Studio album by Halifax
- Released: May 23, 2006
- Studio: Carriage House (Stamford, Connecticut), The Machine Shop (Weehawken, New Jersey)
- Genre: Post-hardcore, pop punk
- Length: 49:24
- Label: Drive-Thru
- Producer: Lou Giordano, Machine

Halifax chronology
| A Writer's Reference (2004) | The Inevitability of a Strange World (2006) |  |

= The Inevitability of a Strange World =

The Inevitability of a Strange World is Halifax's third release, issued on May 23, 2006, by Drive-Thru Records.

==Recording==
Recording sessions were held at Carriage House Studios in Stamford, Connecticut, and The Machine Shop in Weehawken, New Jersey. Lou Giordano produced and mixed "Anthem for Tonight", "Snow on Hollywood", "Giant in the Ring", "Promise Me Tragedy", "A Tint of Rain", and "Murder I Wrote"; Todd Parker acted as engineer, with assistant engineer Derek Karlquist. Machine produced and engineered "Our Revolution", "Hey Italy", "Such a Terrible Trend", and "I Told You So"; they were engineered and edited by Chris Sasulo and Dan McLouglin, with assistance from Jim Feeney. Giordano also produced and engineered "Nightmare", "Under Fire", and "Better Than Sex", with additional production and mixing from Machine. The tracks were mixed at Black Dog Studios in Stamford, and at The Machine Shop, and were mastered by Ted Jensen at Sterling Sound.

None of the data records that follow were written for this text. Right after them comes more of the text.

PR #39342, opened 2025-07-29
Restrict environment variables used for omnibus build

alopezz:
### What does this PR do?

It:
- Uses `replace_env=True` to block environment variables not defined in the `env` dictionary from being used on the Omnibus build ([see docs](https://docs.pyinvoke.org/en/stable/api/runners.html#invoke.runners.Runner.run)).
- To make that work, it defines explicit sets of variables that will be allowed to pass through the environment.
- It simplifies exclusion of variables when computing the omnibus git cache key to an explicit set of exclusions, without using prefixes / suffixes which allow too much freedom.

### Motivation

[ABLD-4](https://datadoghq.atlassian.net/browse/ABLD-4)

- We hope to reduce the number of ["cache mutation" events](https://app.datadoghq.com/event/explorer?query=source%3Aomnibus-cache%20%22omnibus%20cache%20mutated%22&cols=&messageDisplay=expanded-lg&options=&refresh_mode=sliding&sort=DESC&view=all&from_ts=1750922173263&start=1753365704533&end=1753366904533&to_ts=1753514173263&live=true&paused=false) that we get (partial cache hits that mess up with how our caching is set up).
- Explicitly listing variables that are allowed within the build gives us better control over what can affect the build, putting us in the path towards tighter control over build inputs.
- More accurate cache computation may result in more cache hits than before.

- Passing CI. Artifact sizes should not change, and build times should be similar to what we were seeing before.
- I made a pass through variables that got blocked as well as by variable usage inside omnibus such that there should hopefully be nothing missing that significantly affects the build.

### Additional Notes

[ABLD-4]: https://datadoghq.atlassian.net/browse/ABLD-4?atlOrigin=eyJpIjoiNWRkNTljNzYxNjVmNDY3MDlhMDU5Y2ZhYzA5YTRkZjUiLCJwIjoiZ2l0aHViLWNvbS1KU1cifQ


tasks/libs/common/omnibus.py
```diff
@@ -16,190 +16,113 @@
 CACHE_VERSION = 2
 
 
+ENV_PASSHTROUGH = {
+    'CI': 'dda may rely on this to be able to tell whether it\'s running on CI and adapt behavior',
```
rdesgroppes:
```suggestion
    'CI': "dda may rely on this to be able to tell whether it's running on CI and adapt behavior",
```

tasks/libs/common/omnibus.py
```diff
@@ -16,190 +16,113 @@
...
+    'DD_CC': 'Points at cc compiler',
```
rdesgroppes:
```suggestion
    'DD_CC': 'Points at c compiler',
```

tasks/libs/common/omnibus.py
```diff
@@ -16,190 +16,113 @@
...
+    'DD_CXX': 'Points at c++ compiler',
+    'DD_CMAKE_TOOLCHAIN': 'Points at cmake toolchain',
+    'DDA_NO_DYNAMIC_DEPS': 'ariable affecting dda behavior',
```
rdesgroppes:
```suggestion
    'DDA_NO_DYNAMIC_DEPS': 'Variable affecting dda behavior',
```

tasks/omnibus.py
```diff
@@ -153,26 +170,27 @@ def get_omnibus_env(
...
 
 
+def _passthrough_env_for_os(starting_env: dict[str, str], platform: str) -> dict[str, str]:
+    expected_env = set(ENV_PASSHTROUGH) | set(OS_SPECIFIC_ENV_PASSTHROUGH[platform])
+
+    missing_env = expected_env - set(starting_env)
+    if missing_env:
+        warnings.warn(
+            f'Missing expected environment variables for Omnibus build: {missing_env}',
+            stacklevel=1,
```
rdesgroppes, line 187: note to other reviewers: `ruff` used to complain without this default (`stacklevel=1`) being explicitly set. (limitation?)

tasks/omnibus.py
```diff
@@ -111,10 +128,10 @@ def get_omnibus_env(
...
         env['MACOSX_DEPLOYMENT_TARGET'] = '11.0' if os.uname().machine == "arm64" else '10.12'
 
-    if skip_sign:
-        env['SKIP_SIGN_MAC'] = 'true'
-    if hardened_runtime:
-        env['HARDENED_RUNTIME_MAC'] = 'true'
+        if skip_sign:
+            env['SKIP_SIGN_MAC'] = 'true'
+        if hardened_runtime:
+            env['HARDENED_RUNTIME_MAC'] = 'true'
```
rdesgroppes, line 134: Hum, either Python isn't strictly checking indentations, or this will eventually fail when checking indentations.

tasks/omnibus.py
```diff
@@ -94,6 +97,20 @@ def get_omnibus_env(
...
+            'WINDOWS_DDNPM_DRIVER',
+            'WINDOWS_DDNPM_VERSION',
+            'WINDOWS_DDNPM_SHASUM',
+            'WINDOWS_DDPROCMON_DRIVER',
+            'WINDOWS_DDPROCMON_VERSION',
+            'WINDOWS_DDPROCMON_SHASUM',
+        ]
+        for var in windows_only_vars:
+            if var in env:
+                del env[var]
```
rdesgroppes, line 112:
```suggestion
            env.pop(var, None)
```

tasks/libs/common/omnibus.py
```diff
@@ -16,190 +16,113 @@
...
+    },
+    'linux': {
+        'DEB_GPG_KEY': 'Used to sign packages',
+        'DEB_GPG_KEY_NAME': 'Used to sign packages',
+        'DEB_SIGNING_PASSPHRASE': 'Used to sign packages',
+        'RPM_GPG_KEY': 'Used to sign packages',
+        'RPM_GPG_KEY_NAME': 'Used to sign packages',
+        'RPM_SIGNING_PASSPHRASE': 'Used to sign packages',
+    },
+    'darwin': {},
```
rdesgroppes, line 82: I guess the macOS build would require, at least:
```py
    {
        "APPLE_ACCOUNT": "Used to sign packages",
        "CODESIGNING_CERT_BASE64": "Used to sign packages",
        "CODESIGNING_CERT_PASSPHRASE": "Used to sign packages",
        "INSTALLER_CERT_BASE64": "Used to sign packages",
        "INSTALLER_CERT_PASSPHRASE": "Used to sign packages",
        "MACOS_APPLE_APPLICATION_SIGNING": "Used to sign packages",
        "MACOS_APPLE_DEVELOPER_ACCOUNT": "Used to sign packages",
        "MACOS_APPLE_INSTALLER_SIGNING": "Used to sign packages",
        "MACOS_KEYCHAIN_PWD": "Used to sign packages",
        "NOTARIZATION_ATTEMPTS": "Used to sign packages",
        "NOTARIZATION_PWD": "Used to sign packages",
        "NOTARIZATION_TIMEOUT": "Used to sign packages",
        "NOTARIZATION_WAIT_TIME": "Used to sign packages",
        "SIGN": "Used to sign packages",
        "USER": "",
    }
```
(esp. the `SIGN` flag, but maybe some don't need to pass through `omnibus` because they're only referenced by the `build_agent_dmg.sh` script)

tasks/omnibus.py
alopezz: 🤷 I considered that, but it felt off to me to use `pop` and not using the value, but I'm fine changing it.

tasks/libs/common/omnibus.py
alopezz: I'm not sure we need those, at least not the signing / notarization related ones, given that:
- They seem to only be used in the [enclosing script](https://github.com/DataDog/datadog-agent/blob/main/.gitlab/package_build/build_agent_dmg.sh), not during the Omnibus.
- Notarization was [successful](https://gitlab.ddbuild.io/DataDog/datadog-agent/-/jobs/1054978152#L1400).

Not sure about `"USER"` either, I guess we could add it for both Linux and macOS though seeing that the build completes correctly I'm not sure it's really needed.

tasks/omnibus.py
alopezz: Why?

I indented this because it didn't make sense to me to set these variables when `sys.platform` is not `darwin` (as they refer to `MAC`).

tasks/omnibus.py
rdesgroppes: linters may indeed complain we're not using the value - was only a suggestion, I leave it up to you.

tasks/omnibus.py
rdesgroppes: Oh, I didn't realize the `if osx_target?` in `agent.rb`:
```ruby
  if osx_target?
    unless ENV['SKIP_SIGN_MAC'] == 'true'
      code_signing_identity 'Developer ID Application: Datadog, Inc. (JKFCB4CN7C)'
    end
    if ENV['HARDENED_RUNTIME_MAC'] == 'true'
      entitlements_file "#{files_path}/macos/Entitlements.plist"
    end
```
Resolving.

tasks/libs/common/omnibus.py
rdesgroppes: wanted to double-check. Looks fine, indeed! Resolving...

rdesgroppes (approved):
Thank you!

tasks/libs/common/omnibus.py
```diff
@@ -16,190 +16,115 @@
...
+        'SYSTEMROOT',
+        'SSL_CERT_FILE',
+        'TEMP',
+        'TMP',
+        'USERPROFILE',
+        'rvm_bin_path',
+        'rvm_path',
+        'rvm_prefix',
+        'rvm_version',
+    }
```
rdesgroppes, line 126: in the above list, whereas excluding temporary directory & cache management variables makes completely sense, I'm more concerned by variables that are -at least semantically- subject to alter the generated artifacts, for instance:
- signing related: wouldn't different keys/certificates lead to different signatures?
- compilation toolchain related: wouldn't a different `rvm` lead to a different `omnibus-ruby` behavior?

alopezz: I don't think it will matter much in practice (those variables seldom change), but I'm also not going to die on this hill. 
My thinking for these was:
- Signing happens always out of (after) everything that we currently consider cacheable is cached.
- rvm version would only affect ruby behavior if something's very broken with rvm. rvm is a "version manager" for ruby, meaning it's used as a way to get the version of ruby that we want; we should be getting the exact same version of ruby regardless of rvm version.

rdesgroppes: Good to go, then!

PR #39346, opened 2025-07-29
dyninst/uploader: log sometimes on error to upload

ajwerner:
If we fail to send batches, it'd be nice to log something about it. Uncovered that we weren't logging anything in the system-tests when the trace agent URL was misconfigured.

### DIFF
--- a/pkg/dyninst/uploader/batcher.go
+++ b/pkg/dyninst/uploader/batcher.go
@@ -13,6 +13,8 @@ import (
 	"sync"
 	"time"
 
+	"golang.org/x/time/rate"
+
 	"github.com/DataDog/datadog-agent/pkg/util/log"
 )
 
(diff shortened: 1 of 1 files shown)


pkg/dyninst/uploader/batcher.go
```diff
@@ -64,6 +67,11 @@ func newBatcher(name string, sender sender, batcherConfig batcherConfig) *batche
 		state:        newBatcherState(batcherConfig),
 		timer:        timer,
 		sender:       sender,
+		// Used to rate-limit log messages about failed batches.
+		//
+		// TODO: Keep metrics for the number of failed batches and rate limit
+		// the actual attempts to send batches.
+		errLogLimiter: rate.NewLimiter(rate.Every(10*time.Second), 10),
```
piob-io: Is it useful to see a burst of 10 error messages together? If not, I'd limit bursts to 1.

piob-io (approved):

pkg/dyninst/uploader/batcher.go
ajwerner: Done.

Bassist Doug Peyton joined Halifax in-between the two recording sessions, hence singer Mike Hunau played bass on the Giordano-produced tracks. Guest musicians on the CD include guitarist Paul Nelson (performing a solo on "Anthem for Tonight") and Tourmaline's keyboardist Corey Zaloom.

==Release==
On May 7, 2005, The Inevitability of a Strange World was announced for release in four months' time. Shortly after this, they embarked on a European tour throughout the month with Allister, I Am the Avalanche and Hidden in Plain View. Upon returning to the US, they toured across the country with From First to Last, Emanuel and He Is Legend, which lasted until mid-June. They closed out the month with a headlining tour, with support from Over It and A Thorn for Every Heart. Following this, they went on a tour of the Southern states with Hidden in Plain View and Spitalfield in September 2005. On February 7, 2006, a three-song sampler containing "Nightmare", "Under Fire", and "Anthem for Tonight" was made available for online purchase and at the band's concerts. Alongside this, Drive-Thru Records mentioned that they delayed the album at the band's request as the label was having issues with their distributor. Throughout the month, the band went on an East Coast tour with Paramore and So They Say. On March 21, the album was formally announced for release. On the same day, "Nightmare", "Anthem for Tonight" and "Under Fire" were made available for streaming. An e-card was posted shortly afterwards.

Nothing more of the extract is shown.